To isolate a workload from the network

1. In the cyber kill chain, click the workload node you want to remediate.
2. In the displayed sidebar, click the Response Actions tab.
3. In the Remediate section, click Manage network isolation.

   

   The Network Status value indicates if the workload is currently connected or not. If the value displays Isolated, you can reconnect the isolated workload to the network, as described in the procedure below. If the workload is offline you can still isolate the workload; when the workload goes back online it is automatically put into the Isolated state.

4. In the Immediate action after isolation drop-down list, select from one of:

   • Isolate only

   • Isolate and backup workload

   • Isolate and backup workload with forensic data

   • Isolate and power off workload

   For more information about defining where to backup the workload and encryption options, see Managing the backup and recovery of workloads and files.

5. [Optional] In the Message to display field, add a message to display to end users when they access the isolated workload. For example, you can inform users that the workload is now isolated and that network access in and out of the workload is currently not available. Note that this message is also displayed as a tray monitor notification, and remains displayed until the user dismisses the message.
6. [Optional] In the Comment field, add a comment. This comment is visible in the Activities tab (for a single node or the entire incident), and can help you (or your colleagues) recall why you took the action when you revisit the incident.
7. Click Manage network exclusions to add ports, URLs, host names, and IP addresses that will have access to the workload during the isolation. For more information, see how to manage network exclusions.
8. Click Isolate.

   The workload is isolated. This action can also be viewed in the Activities tabs of both the individual node and the entire incident. For more information, see Understand the actions taken to mitigate an incident.

   The workload is also shown as Isolated under the Workloads menu in the Cyber Protect console. You can also isolate single or multiple workloads from the Workloads > Workloads with agents menu; select the relevant workload(s) and in the right sidebar select Manage network isolation.

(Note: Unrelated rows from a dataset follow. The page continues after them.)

PR #2050, opened 2023-01-27
Fix app export for Rancher integration (chart is asset file, not url).

### LINKED ISSUE #1965: Unable to export app when 1.5.1 is installed as Rancher App from dev-v2.x
**Describe the bug**
Rancher:v2.6.9 on k3s v1.24.6+k3s1
Epinio  (100.0.3+up1.5.1) Rancher App installed from `dev-v2.6` rancher repository

and
Rancher:v2.7.0 on k3s v1.24.6+k3s1
Epinio  (101.0.2+up1.5.1) Rancher App installed from `dev-v2.7` rancher repository

After deploying a sample app over webUI and calling `epinio app export sample ./` user is getting only `values.yaml` file. Chart and Image are not exported.

Missing Image was expected as we don't have `skopeo` image mirrored due to a image format incompatability but we should get `chart` in addition which is missing.

```
epinio app export sample ./

🚢  Export application
Namespace: workspace
Application: sample
Target Directory: ./

Downloading app values to 'values.yaml' 100% |█████████████████████████████████████████████████████████████████████████████████████████████████████████████████████████████████████████████████████████| (357/357 B, 871 kB/s)        

❌  error exporting app: server status code: Service Unavailable
```

In epinio-server logs (ENV `TRACE_LEVEL=20` in its deployment)  we see that chart endpoints returns status 503 for some reason.

```
2022/12/15 11:08:41 EpinioServer: "level"=1 "msg"="/api/v1/namespaces/workspace/applications/sample/part/chart" "status"=503 "method"="GET" "path"="/api/v1/namespaces/workspace/applications/sample/part/chart" "query"="" "ip"="10.42.0.1" "user-agent"="Go-http-client/1.1" "time"="2022-12-15T11:08:41Z" "latency"="1.33619546s"
```

andreas-kupries:
Fix #1965

fix: make chart export work for rancher integration, where chart is asset file, not remote url
chore: extended logging

### DIFF
--- a/internal/api/v1/application/part.go
+++ b/internal/api/v1/application/part.go
@@ -118,8 +118,38 @@ func fetchAppChart(c *gin.Context, ctx context.Context, logger logr.Logger, clus
 		return apierror.InternalError(err)
 	}
 
+	logger.Info("input", "chart archive", chartArchive)
+
+	// Try to read the archive as local path first, before falling back to retrieval via http.
+
+	file, err := os.Open(chartArchive)
+	if err == nil {
+		logger.Info("input", "chart archive", "is file")
+
+		fileInfo, err := file.Stat()
+		if err == nil {
+			logger.Info("input", "chart archive", "has stat")
+
+			contentLength := fileInfo.Size()
+			contentType := "application/x-gzip"
+
+			logger.Info("input", "chart archive", "returning file")
+
+			c.DataFromReader(http.StatusOK, contentLength, contentType, bufio.NewReader(file),
+				map[string]string{
+					"X-Content-Length": strconv.FormatInt(contentLength, 10),
+				})
+
+			return nil
+		}
+	}
+
+	logger.Info("input", "chart archive", "retrieving by http")
+
 	response, err := http.Get(chartArchive) // nolint:gosec // app chart repo ref
 	if err != nil || response.StatusCode != http.StatusOK {
+		logger.Info("fail, http issue")
+
 		c.Status(http.StatusServiceUnavailable)
 		return nil
 	}
@@ -133,7 +163,7 @@ func fetchAppChart(c *gin.Context, ctx context.Context, logger logr.Logger, clus
 		"returning", fmt.Sprintf("%d bytes %s as is", contentLength, contentType),
 	)
 	c.DataFromReader(http.StatusOK, contentLength, contentType, reader, map[string]string{
-		"X-Content-Length": strconv.FormatInt(response.ContentLength, 10),
+		"X-Content-Length": strconv.FormatInt(contentLength, 10),
 	})
 	return nil
 }


internal/api/v1/application/part.go
```diff
@@ -118,8 +118,38 @@ func fetchAppChart(c *gin.Context, ctx context.Context, logger logr.Logger, clus
...
+	}
+
+	logger.Info("input", "chart archive", "retrieving by http")
+
 	response, err := http.Get(chartArchive) // nolint:gosec // app chart repo ref
 	if err != nil || response.StatusCode != http.StatusOK {
+		logger.Info("fail, http issue")
+
 		c.Status(http.StatusServiceUnavailable)
 		return nil
```
enrichman, line 154: I'm not sure, why we are not returning an error? Is that maybe something that was wrong?

internal/api/v1/application/part.go
```diff
@@ -118,8 +118,38 @@ func fetchAppChart(c *gin.Context, ctx context.Context, logger logr.Logger, clus
...
+	logger.Info("input", "chart archive", chartArchive)
+
+	// Try to read the archive as local path first, before falling back to retrieval via http.
+
+	file, err := os.Open(chartArchive)
+	if err == nil {
+		logger.Info("input", "chart archive", "is file")
+
+		fileInfo, err := file.Stat()
+		if err == nil {
```
enrichman, line 130: Should we handle the err and return? Or we still try to retrieve it via http?

andreas-kupries:
Upgrade and client sync tests use 1.6.1 as baseline, which does not have the dex secret fix, thus trip the new check at the beginning of the install for that issue. We can ignore this, and see it as validation for the new check that it actually captures the issue.

internal/api/v1/application/part.go
andreas-kupries: Not sure actually. And no, that was not what was wrong.
What was wrong was trying to `http.Get()` a file, i.e. `/assets/epinio-application-0.1.24.tgz`.

internal/api/v1/application/part.go
andreas-kupries: I did not wish to use something brittle like a check for the `/assets/...` prefix in the chart archive path to distinguish between a file versus an url.

I simply test if the thing is a path, and if not I assume that it is a proper url.

I.e. for normal deployments (dev, and through chart directly) the `chartArchive` is `https://github.com/epinio/helm-charts/releases/download/epinio-application-0.1.24`. This fails the `os.Open()`, and so I go and use `http.Get()` on it.

And for the integration we have `/assets/epinio-application-0.1.24.tgz` which succeeds the `os.Open()` and thus we go and treat it as file.

If we have a file or url which is bad, i.e. does not exist it would simply fail both `os.Open()` and `http.Get()`, and we will get the error from the latter.

enrichman: Yes, I'm fine with the `os.Open()`, but if the `file.Stat()` fails then we are not returning, so we are continuing the flow and go to the `http.Get()`. Or maybe I missed something!

andreas-kupries: Yes. I treat the `file.Stat()` failure same as an `os.Open()` failure. If we cannot stat the file, despite being able to open it I see it as `not a file` too.

enrichman (approved):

In the displayed dialog, you can manage network exclusions and click Isolate or Isolate all to isolate the selected workload(s).

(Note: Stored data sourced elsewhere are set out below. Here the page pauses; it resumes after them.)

PR #2063, opened 2023-02-06
chore: bump Go version in workflows

### LINKED ISSUE #2007: Go 1.19 update
Go 1.19 was released on August and we should update.

andreas-kupries:
Fix #2007


andreas-kupries:
Test failures (update, client-sync) are the known issues with head CI (reject dex/dex-tls fight) and the 1.6.1 release they start with not fixed.

enrichman (approved):
Ok, so everything should be fine! LGTM

enrichman (changes requested):
Are we going to have another PR for the go.mod? :eyes:

enrichman (approved):

enrichman (changes requested):
Having a look at the golangci I've seen we need to update also that file. This PR updates the action but I'm not sure which version will pick up: https://github.com/epinio/epinio/blob/main/.golangci.yml#L13

Also some of the `release*` workflows are missing:
- https://github.com/epinio/epinio/blob/main/.github/workflows/release.yml
- https://github.com/epinio/epinio/blob/main/.github/workflows/release-sandbox.yml
- https://github.com/epinio/epinio/blob/main/.github/workflows/release-qa.yml

I guess that it's because we have not put those in the `SETUP_GO_VERSION` env var. Maybe we can fix this as well.

enrichman (approved):

PR #2066, opened 2023-02-07
Dependabot module updates

andreas-kupries:


andreas-kupries:
While a local run of the `acceptance-cli-apps section` failed as well, it was only a single failure, against 45 passed.
And it took only one hour.
Something looks to be bad with the runner this is on (`Runner name: 'gha04-runner-0'`).

```
Summarizing 1 Failure:
  [TIMEDOUT] Apps when pushing an app multiple times [It] honours the given instance count [application]
  /home/work/SUSE/dev/epinio/acceptance/apps_test.go:699

Ran 46 of 130 Specs in 3623.654 seconds
FAIL! - Suite Timeout Elapsed -- 45 Passed | 1 Failed | 0 Pending | 84 Skipped
--- FAIL: TestAcceptance (3623.66s)
FAIL

Ginkgo ran 1 suite in 1h0m48.362236745s
```

enrichman (approved):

To connect an isolated workload back to the network

1. In the cyber kill chain, click the workload node you want to reconnect.

   If the isolated workload is currently offline you can still reconnect it back to the network; when the workload goes back online it is automatically put into the Connected state.
2. In the displayed sidebar, click the Response Actions tab.
3. In the Remediate section, click Manage network isolation.
4. Select from one of the following:
   • Connect to network immediately: The workload is reconnected to the network.
   • Recover workload from backup before connecting to network: Select a recovery point from which to recover the workload.
     1. In the Recovery point field, click Select.
     2. In the displayed sidebar, select the relevant recovery point.
     3. Click Recover > Entire workload to recover all the files and folders on the workload.

        Or

        Click Recover > Files/folders to recover specific files and folders on the workload. You are then prompted to select the relevant files or folders. Once selected, you can view the list of items by clicking the relevant value in the Items to be recovered field.

        

        If the recovery point you select is encrypted, you will be prompted for the password.
5. [Optional] Select the Automatically restart the workload if required check box. This option is relevant only if you selected Recover > Entire workload in Step 4.
6. [Optional] In the Message to display field, add a message to display to end users when they access the connected workload. For example, you can inform users that a backup was restored to the workload and that network access in and out of the workload is resumed.
7. [Optional] In the Comment field, add a comment. This comment is visible in the Activities tab (for a single node or the entire incident), and can help you (or your colleagues) recall why you took the action when you revisit the incident.
8. Click Connect if you selected Connect to network immediately in Step 4.

   Or

   Click Recover and connect if you selected Recover workload from backup before connecting to network in Step 4.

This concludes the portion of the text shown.